___ Information provided ___
PR #2580, opened 2017-11-14
bump request size to 700 and paginate

### LINKED ISSUE #2578: Project deploy window does not list all the projects
In our Google Cloud organization we organized all our projects under folders and subfolders
https://cloud.google.com/resource-manager/docs/creating-managing-folders

Here is my configuration
```
Eclipse Java EE IDE for Web Developers.

Version: Oxygen.1a Release (4.7.1a)
Build id: 20171005-1200
```

```
Google Cloud Tools for Eclipse
Version: 1.4.1.201710261936

Copyright 2016-2017 Google Inc.
```

```
> gcloud version
Google Cloud SDK 179.0.0
app-engine-java 1.9.59
app-engine-python 1.9.62
bq 2.0.27
core 2017.11.06
gcloud
gsutil 4.28
```

When I open the "`Deploy to App Engine standard`" modal, the listed projects are related **ONLY to the root folder of the organization**. The projects in subfolder are not listed and I do not see any option that can allow to select a folder or subfolder.

For the moment I'm deploying the project using directly Maven goal, but this is missing functionality in the plugin.

----------------------------------------------------------------------------

**EDIT**: At first I thought that the problem is that all the projects inside folder are missing, but after a better look some of them are listed, so it does not seem an in-folder problem.

I am missing projects from the plugin list, projects that are inside a sub-folder or the root folder as well.

I have access to hundreds of projects, can the solution of this issue be simpler than the folder organization and simply the plugin list the first X projects instead all of them?

elharo:
fix #2578 
@chanseokoh Bump maximum number of projects to 700

Do we want to loop with the refresh token to make multiple requests instead?

### DIFF
--- a/plugins/com.google.cloud.tools.eclipse.projectselector/src/com/google/cloud/tools/eclipse/projectselector/ProjectRepository.java
+++ b/plugins/com.google.cloud.tools.eclipse.projectselector/src/com/google/cloud/tools/eclipse/projectselector/ProjectRepository.java
@@ -38,7 +38,7 @@ import java.util.List;
  */
 public class ProjectRepository {
 
-  private static final int PROJECT_LIST_PAGESIZE = 300;
+  private static final int PROJECT_LIST_PAGESIZE = 700;
   private static final String PROJECT_DELETE_REQUESTED = "DELETE_REQUESTED";
 
   private final IGoogleApiFactory apiFactory;
--- a/plugins/com.google.cloud.tools.eclipse.projectselector/src/com/google/cloud/tools/eclipse/projectselector/ProjectRepository.java
+++ b/plugins/com.google.cloud.tools.eclipse.projectselector/src/com/google/cloud/tools/eclipse/projectselector/ProjectRepository.java
@@ -38,7 +38,10 @@ import java.util.List;
  */
 public class ProjectRepository {
 
+  // API may return fewer than 700 results in one request, but 600 and change is the
+  // most we've seen in any one account to date.
   private static final int PROJECT_LIST_PAGESIZE = 700;
+  
   private static final String PROJECT_DELETE_REQUESTED = "DELETE_REQUESTED";
 
   private final IGoogleApiFactory apiFactory;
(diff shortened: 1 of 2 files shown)


chanseokoh:
Pagination would be a desirable enhancement, but it will require quite some work. It should also take into account the filter input. Not even sure if that's even possible. We may end up having to query the entire projects to make the filter working?

briandealwis:
I remember writing code that loops — it's in `GcpProjectServicesJob`. I wonder at what point will the remote API force pagination?

elharo:
May not be related but when I used my corp account I saw this:

image

plugins/com.google.cloud.tools.eclipse.projectselector/src/com/google/cloud/tools/eclipse/projectselector/ProjectRepository.java
```diff
@@ -38,7 +38,10 @@
  */
 public class ProjectRepository {
 
-  private static final int PROJECT_LIST_PAGESIZE = 300;
+  // API may return fewer than 700 results in one request, but 600 and change is the
```
chanseokoh: I can't understand the second part of the comment clearly.

briandealwis: `600 and change` is slang for "600-odd"

briandealwis:
I get the same _error occurred while retrieving…_ when selecting the `clout-tools-for-eclipse-kokoro` project.

plugins/com.google.cloud.tools.eclipse.projectselector/src/com/google/cloud/tools/eclipse/projectselector/ProjectRepository.java
chanseokoh: Ah, thanks.

chanseokoh:
If we are talking about the "An error occurred while ... : Operation not allowed", that's because you don't have a permission (probably App Engine-related) on that project.

elharo:
Yes, that's the error. Unrelated to this PR I think.

I do wonder if perhaps we should filter out those projects from the list.

briandealwis:
Although it would be great to filter them out, we can only check one project at a time.  That would not be great with 600-odd projects.

I opened #2582

chanseokoh:
Tests are failing. They look relevant to the recent changes.

PR #2586, opened 2017-11-15
distinguish app engine permissions issues

### LINKED ISSUE #2582: Improve project-selector AppEngine-detection message on permission failure
When selecting a project for deployment, we check that the project has been configured for App Engine, and show a message if not.  

screen shot 2017-11-14 at 1 49 04 pm

If the user has insufficient permissions, we show an error message which can be a bit confusing:

screen shot 2017-11-14 at 1 47 24 pm

elharo:
@briandealwis fix #2582

### DIFF
--- a/plugins/com.google.cloud.tools.eclipse.appengine.deploy.ui.test/src/com/google/cloud/tools/eclipse/appengine/deploy/ui/internal/AppEngineApplicationQueryJobTest.java
+++ b/plugins/com.google.cloud.tools.eclipse.appengine.deploy.ui.test/src/com/google/cloud/tools/eclipse/appengine/deploy/ui/internal/AppEngineApplicationQueryJobTest.java
@@ -27,6 +27,7 @@ import static org.mockito.Mockito.verify;
 import static org.mockito.Mockito.when;
 
 import com.google.api.client.auth.oauth2.Credential;
+import com.google.cloud.tools.eclipse.projectselector.ApplicationPermissionsException;
 import com.google.cloud.tools.eclipse.projectselector.ProjectRepository;
 import com.google.cloud.tools.eclipse.projectselector.ProjectRepositoryException;
 import com.google.cloud.tools.eclipse.projectselector.ProjectSelector;
@@ -101,6 +102,24 @@ public class AppEngineApplicationQueryJobTest {
     verify(projectSelector).setStatusLink(EXPECTED_MESSAGE_WHEN_NO_APPLICATION, EXPECTED_LINK);
 
     assertEquals(AppEngine.NO_APPENGINE_APPLICATION, project.getAppEngine());
+  }
+  
+
+  @Test
+  public void testRun_accountDoesNotHavePermission()
+      throws ProjectRepositoryException, InterruptedException {
+    when(projectRepository.getAppEngineApplication(credential, "projectId"))
+        .thenThrow(new ApplicationPermissionsException("testException", null));
+
+    queryJob.schedule();
+    queryJob.join();
+
+    verify(isLatestQueryJob).apply(queryJob);
+    verify(projectSelector).isDisposed();
+    verify(projectSelector).setStatusLink(
+        "This account does not have permission for the App Engine application in project projectId.", null);
+
+    assertNull(project.getAppEngine());
   }
 
   @Test
--- a/plugins/com.google.cloud.tools.eclipse.appengine.deploy.ui/src/com/google/cloud/tools/eclipse/appengine/deploy/ui/messages.properties
+++ b/plugins/com.google.cloud.tools.eclipse.appengine.deploy.ui/src/com/google/cloud/tools/eclipse/appengine/deploy/ui/messages.properties
@@ -74,6 +74,7 @@ projectselector.project.not.selected=Select a project
 projectselector.filter=Filter projects by name or ID
 projectselector.retrieveproject.error.message=An error occurred while retrieving projects: {0}
 projectselector.retrieveapplication.error.message=An error occurred while retrieving App Engine application in project {0}:\n{1}
+projectselector.retrieveapplication.permissionerror.message=This account does not have permission for the App Engine application in project {0}.
 projectselector.missing.appengine.application.link=This project does not have an App Engine application which is \
  required for deployment. <a href="{0}">Create an App Engine application in the Cloud Console</a>.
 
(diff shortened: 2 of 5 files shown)


plugins/com.google.cloud.tools.eclipse.appengine.deploy.ui.test/src/com/google/cloud/tools/eclipse/appengine/deploy/ui/internal/AppEngineApplicationQueryJobTest.java
```diff
@@ -102,6 +103,24 @@ public void testRun_projectHasNoApplication()
...
+    when(projectRepository.getAppEngineApplication(credential, "projectId"))
+        .thenThrow(new ApplicationPermissionsException("testException", null));
+
+    queryJob.schedule();
+    queryJob.join();
+
+    verify(isLatestQueryJob).apply(queryJob);
+    verify(projectSelector).isDisposed();
+    verify(projectSelector).setStatusLink(
+        "This account does not have permission for the App Engine application in project projectId.", null);
```
briandealwis: `for` → `to access`?  `for` seems nebulous, but perhaps that's a good thing?

plugins/com.google.cloud.tools.eclipse.projectselector/src/com/google/cloud/tools/eclipse/projectselector/ProjectRepository.java
```diff
@@ -134,6 +134,14 @@ public AppEngine getAppEngineApplication(Credential credential, String projectId
     } catch (GoogleJsonResponseException ex) {
       if (ex.getStatusCode() == HttpStatusCodes.STATUS_CODE_NOT_FOUND) {
         return AppEngine.NO_APPENGINE_APPLICATION;
+      } else if (ex.getStatusCode() == HttpStatusCodes.STATUS_CODE_FORBIDDEN) {
+        String message = ex.getLocalizedMessage();
```
briandealwis: I wondered if we should do some additional checking to ensure this detail has `status == PERMISSION_DENIED`, but the status field isn't actually listed in the [status description](https://cloud.google.com/appengine/docs/admin-api/reference/rest/Shared.Types/Status).  Hmm, and actually this error object doesn't match the status object description.

The JSON returned is:
```
{
  "error": {
    "code": 403,
    "message": "Operation not allowed",
    "errors": [
      {
        "message": "Operation not allowed",
        "domain": "global",
        "reason": "forbidden"
      }
    ],
    "status": "PERMISSION_DENIED"
  }
}
```

plugins/com.google.cloud.tools.eclipse.appengine.deploy.ui/src/com/google/cloud/tools/eclipse/appengine/deploy/ui/messages.properties
```diff
@@ -74,6 +74,7 @@ projectselector.project.not.selected=Select a project
 projectselector.filter=Filter projects by name or ID
 projectselector.retrieveproject.error.message=An error occurred while retrieving projects: {0}
 projectselector.retrieveapplication.error.message=An error occurred while retrieving App Engine application in project {0}:\n{1}
+projectselector.retrieveapplication.permissionerror.message=This account does not have permission for the App Engine application in project {0}.
```
briandealwis: I was testing this out, and I wonder if it might be better to put the account name here too?

briandealwis: _'briandealwis@gmail.com' does not have permission to access the App Engine application in project 'cloud-tools-for-eclipse-kokoro'_ seems better to me.

plugins/com.google.cloud.tools.eclipse.appengine.deploy.ui.test/src/com/google/cloud/tools/eclipse/appengine/deploy/ui/internal/AppEngineApplicationQueryJobTest.java
elharo: Maybe "to deploy to"?
The account may be able to access the app, just not replace it.

plugins/com.google.cloud.tools.eclipse.appengine.deploy.ui/src/com/google/cloud/tools/eclipse/appengine/deploy/ui/messages.properties
elharo: That would be nice. I don't see the account available in this method though, and I didn't want to make big changes just to push it in here. Is there some easy way to grab it from a credential object?

plugins/com.google.cloud.tools.eclipse.projectselector/src/com/google/cloud/tools/eclipse/projectselector/ProjectRepository.java
elharo: I'm pushing internally to get documentation to clarify the contract.

plugins/com.google.cloud.tools.eclipse.appengine.deploy.ui/src/com/google/cloud/tools/eclipse/appengine/deploy/ui/messages.properties
briandealwis: We don't seem to be able to get that easily :-(

plugins/com.google.cloud.tools.eclipse.appengine.deploy.ui.test/src/com/google/cloud/tools/eclipse/appengine/deploy/ui/internal/AppEngineApplicationQueryJobTest.java
briandealwis: I prefer "for" then since we're not actually trying to deploy at this particular case.  It's probably the case that if I can't retrieve the app details, I can't deploy an app either?

chanseokoh: Just for clarity, an "application" here means the [Application resource](https://cloud.google.com/appengine/docs/admin-api/creating-an-application) that may exist at most one per GCP project. So the query here is to check if the project has ever created the application, to start using App Engine.

elharo:
Doesn't seem like we can do a lot for the comments right now. I'm going to commit this, and we can improve it later if we figure out how.

PR #2587, opened 2017-11-15
Add browse-file dialog for service key in GcpLocalRunTab / add service key file validation

chanseokoh:
- The _Browse..._ button for the service key file field is fully functioning.
- Added file validation for the field.


plugins/com.google.cloud.tools.eclipse.appengine.localserver/src/com/google/cloud/tools/eclipse/appengine/localserver/ui/GcpLocalRunTab.java
```diff
@@ -200,14 +203,16 @@ public void modifyText(ModifyEvent event) {
     });
     Button browse = new Button(composite, SWT.NONE);
     browse.setText(Messages.getString("button.browse")); //$NON-NLS-1$
+    browse.addSelectionListener(new FileFieldSetter(serviceKeyInput,
+        new String[] {"*.json", "*"})); //$NON-NLS-1$ //$NON-NLS-2$
```
elharo: why * AND *.json? Why not just *.json?

Also this might be a little easier to read with an extr local variable for the file field setter.

chanseokoh: If we can be certain the file should always be `.json`, we can git rid of `*`. I put `*` as a fallback because otherwise, there is no way users can select a non-`.json` file. (They could still enter anything in the input field directly though.)

elharo: Pantheon will always create a .json file. I think that's good enough.

plugins/com.google.cloud.tools.eclipse.appengine.localserver/src/com/google/cloud/tools/eclipse/appengine/localserver/ui/GcpLocalRunTab.java
```diff
@@ -200,14 +203,16 @@ public void modifyText(ModifyEvent event) {
     });
     Button browse = new Button(composite, SWT.NONE);
     browse.setText(Messages.getString("button.browse")); //$NON-NLS-1$
+    String[] filterExtensions = new String[] {"*.json"}; //$NON-NLS-1$
```
briandealwis: Does `GOOGLE_APPLICATION_CREDENTIALS` support P12 files?  I know we can download them from Pantheon.

chanseokoh: My gut feeling is that it supports P12 files or such. However, the assumption here based on my discussion with @elharo is that, we'll need only service accounts (`.json`) for the Cloud libraries.

elharo: P12 is old and busted. JSON is the new hotness:

image

PR #2590, opened 2017-11-16
hide mutable private field

elharo:


plugins/com.google.cloud.tools.eclipse.ui/src/com/google/cloud/tools/eclipse/ui/util/event/FileFieldSetter.java
```diff
@@ -56,7 +59,7 @@ public void widgetSelected(SelectionEvent event) {
       filterPath = filterPath.removeLastSegments(1);
     }
     dialog.setFilterPath(filterPath.toString());
-    dialog.setFilterExtensions(filterExtensions);
+    dialog.setFilterExtensions(Arrays.copyOf(filterExtensions, filterExtensions.length));
```
chanseokoh: Maybe this one doesn't need a copy? We don't mutate `filterExtensions` and I don't expect `FileDialog` to mutate it either.

elharo: An excess of caution perhaps. Unless FileDialog promises never to mutate this field in the future, there's a risk.

PR #2591, opened 2017-11-16
Default to java8 runtime

### LINKED ISSUE #2572: Convert to App Engine Standard menu should configure Java 8 instead of Java 7
Currently, it's always Java 7.

It may be OK for Java 7 projects to remain on the Java 7 runtime, although they will have no problem being deployed to the Java 8 runtime.

elharo:
@briandealwis fix #2572

A possible fix: this PR now simply removes all automatic downgrades to the java7 runtime. 
The proposal is that if there's a `<runtime>java8</runtime>` in appengine-web.xml, then we leave it alone. The user can manually edit that file to remove it if they really want the legacy runtime.

However we allow people to deploy Java 7 and Servlet 2.5 apps to the Java 8 runtime.


elharo:
Yes, my default compliance level is set to 1.7 when I run in hosted mode. Not sure why. It's 1.8 in the Host environment (Eclipse Neon).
___
A single figure is the whole answer: the number of lines in the listing that contain the word "getStatusCode".

2